### INSTRUCTIONS TO FOLLOW
When checking the entries below, count every line with the word "from", then give only that number.

= Beginning of Section =

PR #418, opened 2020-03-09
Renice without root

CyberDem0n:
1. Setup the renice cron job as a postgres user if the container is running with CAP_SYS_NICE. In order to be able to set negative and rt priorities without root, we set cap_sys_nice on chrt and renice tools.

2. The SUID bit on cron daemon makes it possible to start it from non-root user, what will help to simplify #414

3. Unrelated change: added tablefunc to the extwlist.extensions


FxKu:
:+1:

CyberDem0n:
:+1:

= End of Section =
= Beginning of Section =

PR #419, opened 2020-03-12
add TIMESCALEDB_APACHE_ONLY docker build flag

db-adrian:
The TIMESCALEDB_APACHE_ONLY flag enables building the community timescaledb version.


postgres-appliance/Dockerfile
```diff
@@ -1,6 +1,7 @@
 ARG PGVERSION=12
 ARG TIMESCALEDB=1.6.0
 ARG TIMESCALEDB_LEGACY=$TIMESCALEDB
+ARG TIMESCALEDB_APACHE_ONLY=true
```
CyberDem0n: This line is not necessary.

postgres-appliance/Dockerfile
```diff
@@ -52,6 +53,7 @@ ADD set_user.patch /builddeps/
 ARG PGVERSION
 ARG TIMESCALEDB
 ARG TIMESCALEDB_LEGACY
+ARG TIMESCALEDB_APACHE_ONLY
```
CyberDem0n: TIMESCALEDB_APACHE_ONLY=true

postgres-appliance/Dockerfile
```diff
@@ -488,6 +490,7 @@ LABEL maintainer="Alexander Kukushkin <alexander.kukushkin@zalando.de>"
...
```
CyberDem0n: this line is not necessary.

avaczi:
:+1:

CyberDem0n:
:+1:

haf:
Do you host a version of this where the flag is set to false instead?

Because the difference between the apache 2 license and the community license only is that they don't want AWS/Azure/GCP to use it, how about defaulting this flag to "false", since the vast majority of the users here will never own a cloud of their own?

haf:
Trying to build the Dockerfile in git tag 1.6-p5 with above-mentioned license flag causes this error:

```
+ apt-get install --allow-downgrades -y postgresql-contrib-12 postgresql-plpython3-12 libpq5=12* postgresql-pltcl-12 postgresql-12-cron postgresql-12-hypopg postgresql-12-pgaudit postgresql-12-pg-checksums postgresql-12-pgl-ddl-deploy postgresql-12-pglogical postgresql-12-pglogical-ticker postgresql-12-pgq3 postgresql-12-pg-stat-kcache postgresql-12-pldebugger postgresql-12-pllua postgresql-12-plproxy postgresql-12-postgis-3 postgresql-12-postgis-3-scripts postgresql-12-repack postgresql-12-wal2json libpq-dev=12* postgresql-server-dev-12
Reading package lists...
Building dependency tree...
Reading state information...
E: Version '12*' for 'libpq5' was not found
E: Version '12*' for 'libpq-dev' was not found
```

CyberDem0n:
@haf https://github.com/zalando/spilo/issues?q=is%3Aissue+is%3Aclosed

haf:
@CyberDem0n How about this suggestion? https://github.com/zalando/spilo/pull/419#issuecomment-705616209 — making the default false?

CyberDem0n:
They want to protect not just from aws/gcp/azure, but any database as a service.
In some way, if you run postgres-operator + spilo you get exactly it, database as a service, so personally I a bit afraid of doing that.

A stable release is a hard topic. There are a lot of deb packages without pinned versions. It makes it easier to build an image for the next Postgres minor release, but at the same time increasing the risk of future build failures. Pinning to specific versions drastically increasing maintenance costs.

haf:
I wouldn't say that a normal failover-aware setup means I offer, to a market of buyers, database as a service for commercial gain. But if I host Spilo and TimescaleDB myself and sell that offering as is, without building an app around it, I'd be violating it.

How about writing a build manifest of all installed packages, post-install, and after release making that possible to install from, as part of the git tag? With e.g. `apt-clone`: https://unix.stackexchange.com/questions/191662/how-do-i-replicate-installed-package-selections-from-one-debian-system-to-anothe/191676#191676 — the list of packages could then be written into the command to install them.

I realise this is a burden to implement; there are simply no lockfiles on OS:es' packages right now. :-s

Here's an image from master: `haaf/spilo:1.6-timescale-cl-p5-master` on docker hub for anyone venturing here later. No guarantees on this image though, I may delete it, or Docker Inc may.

= End of Section =

### WRITTEN REPLY
4